The Georgia Senate on Thursday passed a budget for the upcoming year that would give troopers, GBI investigators and game wardens $6,000 raises while teachers and other state employees would receive a $2,000 salary boost.

Its version of the budget also would cut funding to the University System of Georgia and Georgia Public Broadcasting.

The budget for fiscal 2024 passed 51-1 with little debate, and the move sets up final negotiations with the House over the $32.4 billion spending plan. The legislative session ends Wednesday.

The Senate had extra money to spend in some areas after cutting about $105 million from Gov. Brian Kemp’s proposal for University System of Georgia spending. That is essentially the same amount Kemp and lawmakers recently approved for a new electronic medical records system for the Medical College of Georgia, part of Augusta University.

Wellstar Health System is negotiating a partnership with AU Health System and could possibly take it over. Senate leaders have raised questions about the cost of the medical records system. Wellstar has also been a vocal critic of the Senate’s push to make it easier for new hospitals to be built in Georgia.

Senate Appropriations Chairman Blake Tillery, R-Vidalia, said the University System had more than $500 million in leftover funds at the end of fiscal 2022 that it can use to make up for the spending cut.

The Senate chopped Georgia Public Broadcasting’s budget by 26%.

Tillery said other stations have complained for years about GPB being the only broadcaster funded by the state.

“Why are we picking winners and losers?” Tillery told colleagues. “Right now, that argument is winning in this body.”

Some of the money the House put in for school nutrition, sexual assault nurse examiners and mental health was cut as well by the Senate.

Many of those cuts may not wind up in the final budget the House and Senate produce.

The Senate version of the budget would increase the pay raise for some law enforcement staffers — such as troopers — from the $2,000 Kemp proposed and $4,000 the House proposed to $6,000. Tillery said the raises are aimed at retaining law enforcement officers, and it was at least partly funded by reducing the money budgeted to train new troopers.

Both the House and Senate have now passed versions of the budget that include $1.25 million to open a Georgia State Patrol satellite post in Buckhead that would house up to 20 troopers from the motor unit and Nighthawks DUI Task Force.

The House proposed the expenditure on the heels of a two-year effort by disgruntled residents in the wealthy north Atlanta neighborhood to secede from the city.

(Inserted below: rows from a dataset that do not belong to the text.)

PR #112, opened 2023-08-31
MAINT: Switch away from nose in lib tests

DavidFair:
Nose is unsupported, and has broken with Python 3.11+, so switch away from this

### Special Notes:

---

### Submitter:

Have you (where applicable):

* [ ] Added unit tests?

---

### Reviewer

Does this PR:

### DIFF
--- a/lib/email_api/emailer.py
+++ b/lib/email_api/emailer.py
@@ -30,9 +30,9 @@ class Emailer:
         Path(__file__).resolve().parent.parent.parent / "email_attachments"
     )
 
-    def __init__(self, smtp_account: SMTPAccount):
-        self._smtp_account = smtp_account
-        self._template_handler = TemplateHandler()
+    def __init__(self, smtp_account: SMTPAccount, template_handler=TemplateHandler()):
+        self.smtp_account = smtp_account
+        self._template_handler = template_handler
 
     def send_emails(self, emails: List[EmailParams]):
         """
@@ -43,7 +43,7 @@ class Emailer:
         logger.debug("connecting to SMTP server")
 
         with SMTP_SSL(
-            self._smtp_account.server, self._smtp_account.port, timeout=60
+            self.smtp_account.server, self.smtp_account.port, timeout=60
         ) as server:
             server.ehlo()
             logger.info("SMTP server connection established")
@@ -73,14 +73,14 @@ class Emailer:
                 server.sendmail(
                     email_params.email_from,
                     send_to,
-                    self._build_email(email_params).as_string(),
+                    self.build_email_header(email_params).as_string(),
                 )
 
             logger.info(
                 "sending complete - time elapsed: %s seconds", time.time() - start
             )
 
-    def _build_email(self, email_params: EmailParams) -> MIMEMultipart:
+    def build_email_header(self, email_params: EmailParams) -> MIMEMultipart:
         """
         Helper function to setup email as MIMEMultipart
         :param email_params: A dataclass holding parameters for building an email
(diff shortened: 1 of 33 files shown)


meoflynn (changes requested):

lib/email_api/emailer.py
```diff
@@ -73,34 +73,33 @@ def send_emails(self, emails: List[EmailParams]):
...
-                    self._build_email(email_params).as_string(),
+                    self.build_email_header(email_params).as_string(),
                 )
 
             logger.info(
                 "sending complete - time elapsed: %s seconds", time.time() - start
             )
 
-    def _build_email(self, email_params: EmailParams) -> MIMEMultipart:
+    def build_email_header(self, email_params: EmailParams) -> MIMEMultipart:
```
anish-mudaraddi, line 83: Why did you change this? 
Technically this is not just building email header since it calls `build_email_body` in the method

tests/lib/test_openstack_security_groups.py
```diff
@@ -115,42 +112,48 @@ def test_create_security_group_forwards_result(self):
...
-    def test_create_rule_throws_non_numeric(self, start_port, end_port):
+    def test_create_rule_throws_non_numeric(self):
         """
         Tests that non-numeric inputs throw
         """
         mocked_details = NonCallableMock()
-        mocked_details.port_range = (start_port, end_port)
-        with assert_raises(ValueError):
-            self.instance.create_security_group_rule(NonCallableMock(), mocked_details)
+        for start, end in (1, "a"), ("d", 2), ("*a", "a"), ("*", "*1"):
```
anish-mudaraddi, line 151: why not use `pytest.mark.parametrize`? 
so we can see which one fails if the test fails?

tests/lib/test_openstack_security_groups.py
```diff
@@ -115,42 +112,48 @@ def test_create_security_group_forwards_result(self):
...
-    def test_create_rule_throws_for_missing_port(self, start_port, end_port):
+    def test_create_rule_throws_for_missing_port(self):
         """
         Tests that missing port starting values throw
         """
         mocked_details = NonCallableMock()
-        mocked_details.port_range = (start_port, end_port)
-        with assert_raises(ValueError):
-            self.instance.create_security_group_rule(NonCallableMock(), mocked_details)
+        for start, end in (0, None), (None, 0), (None, None):
```
anish-mudaraddi, line 130: why not use pytest.mark.parametrize?
so we can see which one fails if the test fails?

tests/lib/test_openstack_identity.py
```diff
@@ -198,27 +198,26 @@ def test_delete_project_handles_resource_not_found(self):
...
-    @raises(MissingMandatoryParamError)
     def test_find_project_raises_missing_project_identifier(self):
         """
         Tests that a missing mandatory parameter is missing if a whitespace
         or empty string is passed
         """
-
-        self.instance.find_project("set", " ")
+        with self.assertRaises(MissingMandatoryParamError):
+            self.instance.find_project("set", "")
```
anish-mudaraddi, line 220: This used to be passing `" "` - I'm assuming passing `""` is the same - just checking

lib/email_api/emailer.py
DavidFair: Originally I wanted to split it up, but I've reverted it and called it `build_email` (so we're not going in via protected)

anish-mudaraddi:
closing this as it's been done

PR #115, opened 2023-09-05
bug: create internal project fix

anish-mudaraddi:
this action is required for create internal project orquesta workflow to complete

erroneously removed (deprecated by moving to `todo` directory)  and not caught because stackstorm doesn't delete actions upon a re-install

This action should be deprecated in favour of query library - but this is a later job


DavidFair (approved):
Chatted with Anish, he's tested this against 3.8 and shown it working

Secession supporters cited frustration with Atlanta’s response to high rates of violent crime. Their effort was voted down earlier in the session in the Senate.

Under both versions of the budget, the state would spend a record $13 billion on K-12 schools next year.

The Senate agreed with Kemp’s proposal to fund public school HOPE college scholarship awards at 100% of tuition. Currently they are closer to 90% except for high-achieving students who earn Zell Miller scholarships. The House wanted to increase it to 95% of tuition.

The Senate added $173 million to the state’s reinsurance program, which is designed to stabilize the health insurance market and make coverage more affordable. That’s almost twice as much as what Kemp proposed to spend in January.

The spending plan would borrow more than $600 million for new construction projects, including about $50 million for a research tower at Georgia State University in Atlanta, $30 million for the second phase of a modernization project at the University of Georgia and $27.5 million for a science, technology, engineering and math education building at Kennesaw State University.

Tillery said the House and Senate agree on more than 80% of the spending lines in the budget. They will now have until Wednesday to work out the rest.